## What needs to be done:
The records under this task must be duplicated exactly.

## Available data:
PR #159, opened 2017-03-14
Fix distance given in feet, switch to meters.

spencerrecneps:
Just discovered a reference to feet in a couple of distance calculations. This PR switches to meters.

### DIFF
--- a/pfb-analysis/connectivity/census_blocks.sql
+++ b/pfb-analysis/connectivity/census_blocks.sql
@@ -4,8 +4,10 @@
 -- code to be run on table that has
 -- been imported directly from US Census
 -- blkpophu file
--- :nb_output_srid psql var must be set before running this script,
---      e.g. psql -v nb_output_srid=2163 -f census_blocks.sql
+-- :nb_output_srid psql, :block_road_buffer, and :block_road_min_length vars
+-- must be set before running this script,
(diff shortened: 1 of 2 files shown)


pfb-analysis/connectivity/census_blocks.sql
```diff
@@ -96,7 +96,7 @@ ALTER TABLE neighborhood_census_blocks DROP COLUMN IF EXISTS tmp_geom_buffer;
 ALTER TABLE neighborhood_census_blocks ADD COLUMN tmp_geom_buffer geometry(multipolygon, :nb_output_srid);
 
 UPDATE  neighborhood_census_blocks
-SET     tmp_geom_buffer = ST_Multi(ST_Buffer(geom,50));
+SET     tmp_geom_buffer = ST_Multi(ST_Buffer(geom,15));
```
CloudNiner: Since we technically allow any SRID to be run, not just ones in meters, these magic values should probably parameterized and passed to this script in the same way as the values recently modified in other scripts, using a helpful variable name added to run_connectivity.sh.

spencerrecneps:
Good point. I'll update.

spencerrecneps:
Also noticed we were missing a reference to nb_output_srid so I added that in.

## Reply:
PR #159, opened 2017-03-14
Fix distance given in feet, switch to meters.

spencerrecneps:
Just discovered a reference to feet in a couple of distance calculations. This PR switches to meters.

### DIFF
--- a/pfb-analysis/connectivity/census_blocks.sql
+++ b/pfb-analysis/connectivity/census_blocks.sql
@@ -4,8 +4,10 @@
 -- code to be run on table that has
 -- been imported directly from US Census
 -- blkpophu file
--- :nb_output_srid psql var must be set before running this script,
---      e.g. psql -v nb_output_srid=2163 -f census_blocks.sql
+-- :nb_output_srid psql, :block_road_buffer, and :block_road_min_length vars
+-- must be set before running this script,
(diff shortened: 1 of 2 files shown)


pfb-analysis/connectivity/census_blocks.sql
```diff
@@ -96,7 +96,7 @@ ALTER TABLE neighborhood_census_blocks DROP COLUMN IF EXISTS tmp_geom_buffer;
 ALTER TABLE neighborhood_census_blocks ADD COLUMN tmp_geom_buffer geometry(multipolygon, :nb_output_srid);
 
 UPDATE  neighborhood_census_blocks
-SET     tmp_geom_buffer = ST_Multi(ST_Buffer(geom,50));
+SET     tmp_geom_buffer = ST_Multi(ST_Buffer(geom,15));
```
CloudNiner: Since we technically allow any SRID to be run, not just ones in meters, these magic values should probably parameterized and passed to this script in the same way as the values recently modified in other scripts, using a helpful variable name added to run_connectivity.sh.

spencerrecneps:
Good point. I'll update.

spencerrecneps:
Also noticed we were missing a reference to nb_output_srid so I added that in.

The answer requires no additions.